Brief | Set down exactly each line of the entries below, beginning at the one that contains "rebasing the PR" and ending at the last, and no others.

Data supplied |
PR #3470, opened 2026-07-16
cargo-unit: allow source-owned unit catalogs

andrewgazelka:
A committed Cargo-unit catalog lets trusted CI select concrete Rust root derivations with import-from-derivation disabled. The generated catalog remains a normal derivation for a cacheable drift check, while the existing unitsNix handle stays compatible.

The required gate now proves one real fixture root is enumerable with IFD disabled and all builders disabled. The fixture covers build, test, and bench target sets from one catalog.

Validation:
- nix run .#lint (10/10)
- strict no-IFD/no-builder drvPath evaluation
- Nix parse, shell syntax, formatter, and diff checks

> [!NOTE]
> ### Allow source-owned unit catalogs in `cargoUnit.buildWorkspace`
> - Adds a `unitCatalog` argument to `cargoUnit.buildWorkspace` in [`lib/rust/cargo-unit.nix`](https://github.com/indexable-inc/index/pull/3470/files#diff-82054df1a7d1648a5be88265641a7ae5d3b9e4ec4cdea72c518359ea4ae3f804) that accepts a Nix path or null; when supplied, the workspace imports that path instead of the generated catalog at evaluation time.
> - Adds `cargoUnit.generateUnitCatalog` as a recovery function that bootstraps generation using an empty catalog, so the catalog can be regenerated even if the source-owned file is syntactically invalid.
> - Introduces `mkUpdateCargoUnitCatalog` and `update-cargo-unit-catalog` flake tools (in [`flake.nix`](https://github.com/indexable-inc/index/pull/3470/files#diff-206b9ce276ab5971a2489d75eb1b12999d4bf3843b7988cbe8d687cfde61dea0)) to atomically install the generated catalog into the checkout, plus tests that validate drift between the source-owned and generated catalogs.
> - Fixes a hash collision bug in [`packages/nix/nix-cargo-unit/src/render.rs`](https://github.com/indexable-inc/index/pull/3470/files#diff-91be6a053ea25b59c072a514f469215dbbfeb6abbba3ddb8d77ad99ffa244e7f) where build-script run dependencies were excluded from unit identity, allowing distinct derivations to share the same attribute name.
> - Replaces evaluator-time `builtins.path` vendor staging in [`packages/nix/nix-cargo-unit/templates/units.nix.in`](https://github.com/indexable-inc/index/pull/3470/files#diff-22a77df39c2977097bc5e357af36873052c0aad50ca302d915b95ee50fdecc94) with a `pkgs.runCommand` derivation that symlinks vendor includes at build time, avoiding IFD.
> - The `update-rust-nightly` workflow is split into credential-free `prepare-update` and `publish-update` jobs; the prepare job now also regenerates the cargo-unit catalog and uploads it as a scoped artifact.
>
> 
>
> <sup><a href="https://app.macroscope.com">Macroscope</a> summarized ed62c52.</sup>
> 
>


andrewgazelka:
Triage note (Claude Code, stale-PR sweep): still wanted in principle, but it cannot be rebased mechanically.

Three conflicts in `lib/rust/cargo-unit.nix` against the reworked `plannerSource` and `unitGraphJson` templating on main, plus the committed 13,241-line `tests/fixtures/cargo-unit-hello/unit-catalog` fixture, which is a snapshot of generator output that `packages/nix-cargo-unit/src/render.rs` has since changed. That fixture has to be regenerated before the test means anything. Left open for that work.

PR #3454, opened 2026-07-16
lint fix: rust lane (cargo fmt with the repo-pinned nightly)

andrewgazelka:
Implements #3433: a `rust` lane in the #3431/#3432 fixer pipeline.

## What
- `lintFix.lanes.rust`: `cargo fmt --all` run with the exact toolchain `rust-toolchain.toml` pins, plus the `rustfmt` component its component list omits. The pin's single statement stays in `lib/rust/tooling.nix`, now exported as `ix.repoRustToolchainFor`.
- Scoped fileset: tracked `.rs` files + every `Cargo.toml` (cargo-fmt discovers targets via `cargo metadata --no-deps`, manifests only: no Cargo.lock, no dependency sources, no network) + `rustfmt.toml` as `maybeMissing` so adding one starts scoping the lane instead of being ignored.
- Acceptance check grows a one-crate rust fixture: pre-fix `cargo fmt --check` must fail, the lane fixes it, post-fix `cargo fmt --check` passes from the same pinned toolchain, and refixing is byte-identical (no rustfmt lint stage exists, so the check gates with cargo fmt directly).
- `clippy --fix` is deliberately NOT here (that is #3434); it slots in before `cargo fmt` in this lane, per the formatter-last rule.

## Tree-wide reformat riding along
No cargo fmt gate existed before, so the tree had drifted: the lane's first patch was 208 files / 420KB. This PR applies it (a literal `git apply` of the lane-built `.#lint-fix-patch`), so post-merge main is fmt-clean and the lane realises to an empty patch, the no-op CA property the pipeline is built on. The clone-detect global ratchet is re-baselined 0.44 -> 0.45 with a written reason in `clone.toml`: rustfmt expands one-liners to multi-line shape, so fragments under `min_lines = 8` now cross it and count; no duplicated logic is added.

## Verified
- `nix run .#lint` 10/10 green on the reformatted tree
- `nix build .#lint-fix-patch` on the branch tip: 0 bytes (empty patch on a clean tree)
- `checks.x86_64-linux.lint-fix` acceptance gate: building on vin-compute-1 (in flight, will confirm before merge)

Closes #3433

🤖 Written by Claude Code (Claude Opus 4.6) for andrew@ix.dev

> [!NOTE]
> ### Add `cargo fmt` lint-fix lane using the repo-pinned nightly Rust toolchain
[...]

PR #3474, opened 2026-07-16
ci: push a style: autofix commit to PR branches from the lint fixer lanes

andrewgazelka:
Implements #3435: on PR CI, when the lint fixer lanes (#3431, #3450, #3454) produce changes, push a single `style: autofix` commit to the PR branch instead of failing the run.

## What changed

**`lib/per-system.nix`**
- `lintFix.appliedTo`: composes the full tracked tree with every lane's `fixed` output overlaid (the tree the repo becomes once the autofix commit lands).
- `checks.lint` now judges the verdict stages (astlog, filenames, dirnames, clone) over that **fixed** tree, per the #3431 design: fixable drift no longer fails the gate (CI commits it instead); genuinely unresolvable findings still do. The fixable stages keep running over the lanes' own output, which doubles as a live fixer-idempotence gate.
- New `lint-autofix` tool (`ix.writeNushellApplication`): applies the lane patch with `git apply --index`, commits as `style: autofix`, and pushes. Race-safe (pre-push `ls-remote` head check against the SHA the run checked out, plain non-force push, post-failure re-check to distinguish branch-moved from real failure) and loop-guarded (head commit already `style: autofix` while the fixed tree still differs means a non-idempotent fixer; the run fails loudly rather than pushing again).
- New flake check `lint-autofix` covering the tool end-to-end against local fixture remotes: empty-patch no-op, real push (commit parentage, subject, content), stale-head race skip, and the loop guard.

**`.github/workflows/check.yml` + `.github/scripts/push-lint-autofix.sh`** (minimal glue)
- On `pull_request` runs from same-repo branches, mint a `contents: write` token from the ix-mirror-sync app (the default `GITHUB_TOKEN` would not retrigger workflows on the pushed commit) narrowed via `permission-contents`, build `.#lint-fix-patch`, and run the tool from a clean worktree at the PR head SHA. The token travels via `GIT_CONFIG_*` env (never argv or on-disk config), and the checkout-persisted `GITHUB_TOKEN` extraheader is reset for the push so the app token actually authenticates it.
- Fork PRs and repos without the app configured get a loud failure message pointing at `nix run .#lint -- --fix` instead of a silent skip.

The pushed commit creates a new head SHA that goes through the normal required checks; nothing bypasses branch protection.

## Validation
- flake check `lint-autofix` green on aarch64-darwin and x86_64-linux
- `checks.lint` (fixed-tree gate) green on x86_64-linux
- `nix run .#lint` green on the branch
- this PR's own CI run exercises the workflow steps' no-drift path

Depends on the cache-masked lint fix that landed as 15990f63 (#3473).

🤖 Authored by Claude Opus 4.5 via Claude Code.

> [!NOTE]
> ### Push a `style: autofix` commit to PR branches from CI lint fixer lanes
> - Adds [push-lint-autofix.sh](.github/scripts/push-lint-autofix.sh) to build the lint-fix patch via Nix, apply it in a scratch Git worktree at the PR head SHA, and push a single `style: autofix` commit.
> - Extends the `flake-check` CI job in [check.yml](.github/workflows/check.yml) with two steps: minting an app token via `actions/create-github-app-token` (only on same-repo PRs with `MIRROR_APP_CLIENT_ID` set), then running the push script.
> - Introduces a `lintAutofix` Nushell application in [lib/per-system.nix](lib/per-system.nix) with safeguards: exits on empty patch, prevents idempotence loops if the head commit is already `style: autofix`, race-checks remote head SHA before pushing, and handles branch movement as a skip.
> - Adds a `checks.lint-autofix` derivation that validates push, skip, and loop-guard behaviors against local bare Git remotes.
> - Risk: if the app token is not minted (missing `MIRROR_APP_CLIENT_ID` or non-same-repo PR), the script fails the job rather than skipping silently.
>
> 
>
> <sup><a href="https://app.macroscope.com">Macroscope</a> summarized 92cc83a.</sup>
> 
>

### DIFF
--- a/.github/scripts/push-lint-autofix.sh
+++ b/.github/scripts/push-lint-autofix.sh
@@ -1,0 +1,39 @@
+#!/usr/bin/env bash
+set -euo pipefail
+
+# The composed fix patch for the checked-out tree (the PR's synthetic merge).
+# The required gate already built the fixer lanes (the lint check judges the
+# fixed tree), so this build only assembles the diff on top of cached lanes;
+# an empty patch is the common no-drift exit.
+patch="$(nix build .#lint-fix-patch --no-link --print-out-paths \
+  --option extra-experimental-features ca-derivations)"
+if [[ ! -s "$patch" ]]; then
+  echo "lint autofix: no fixable drift"
+  exit 0
+fi
+
+# The lint gate passed on the FIXED tree, so without a pushable fix this
+# drift would merge unrepaired; fail rather than go silently green. Token
+# minting is skipped for fork PRs and when the MIRROR_APP_* credentials are
+# absent (see check.yml).
+if [[ -z "${AUTOFIX_PUSH_TOKEN:-}" ]]; then
+  echo "fixable lint drift, but no autofix push token is available;" \
+    "apply the fix locally with: nix run .#lint -- --fix" >&2
+  exit 1
+fi
+
+# The patch is computed against the synthetic merge tree but the commit must
+# sit on the PR head, so apply it in a scratch worktree of the head SHA (the
+# merge commit's second parent, always present in this full clone). main is
+# lint-clean by induction (this gate), so merge-tree drift is head drift and
+# the patch applies; `git apply` inside lint-autofix is all-or-nothing, so
+# when main touched the same hunks the run fails loudly and rebasing the PR
+# is the fix.
+worktree="${RUNNER_TEMP:?RUNNER_TEMP is required}/lint-autofix"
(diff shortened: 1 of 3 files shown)


andrewgazelka:
Triage note (Claude Code, stale-PR sweep): still wanted, nothing on main supersedes it. `lib/per-system.nix:896` refers to "the CI autofix commit" as a thing that does not exist yet, and there is no `.github/scripts/push-lint-autofix.sh` on main.

Onto current main it conflicts in `.github/workflows/check.yml` and `lib/per-system.nix`, both of which moved substantially since this branch. It also touches `.github/**`, which the arming policy holds for a human read. Left open for a port plus that read.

Problem solution |
+# when main touched the same hunks the run fails loudly and rebasing the PR
+# is the fix.
+worktree="${RUNNER_TEMP:?RUNNER_TEMP is required}/lint-autofix"
(diff shortened: 1 of 3 files shown)


andrewgazelka:
Triage note (Claude Code, stale-PR sweep): still wanted, nothing on main supersedes it. `lib/per-system.nix:896` refers to "the CI autofix commit" as a thing that does not exist yet, and there is no `.github/scripts/push-lint-autofix.sh` on main.

Onto current main it conflicts in `.github/workflows/check.yml` and `lib/per-system.nix`, both of which moved substantially since this branch. It also touches `.github/**`, which the arming policy holds for a human read. Left open for a port plus that read.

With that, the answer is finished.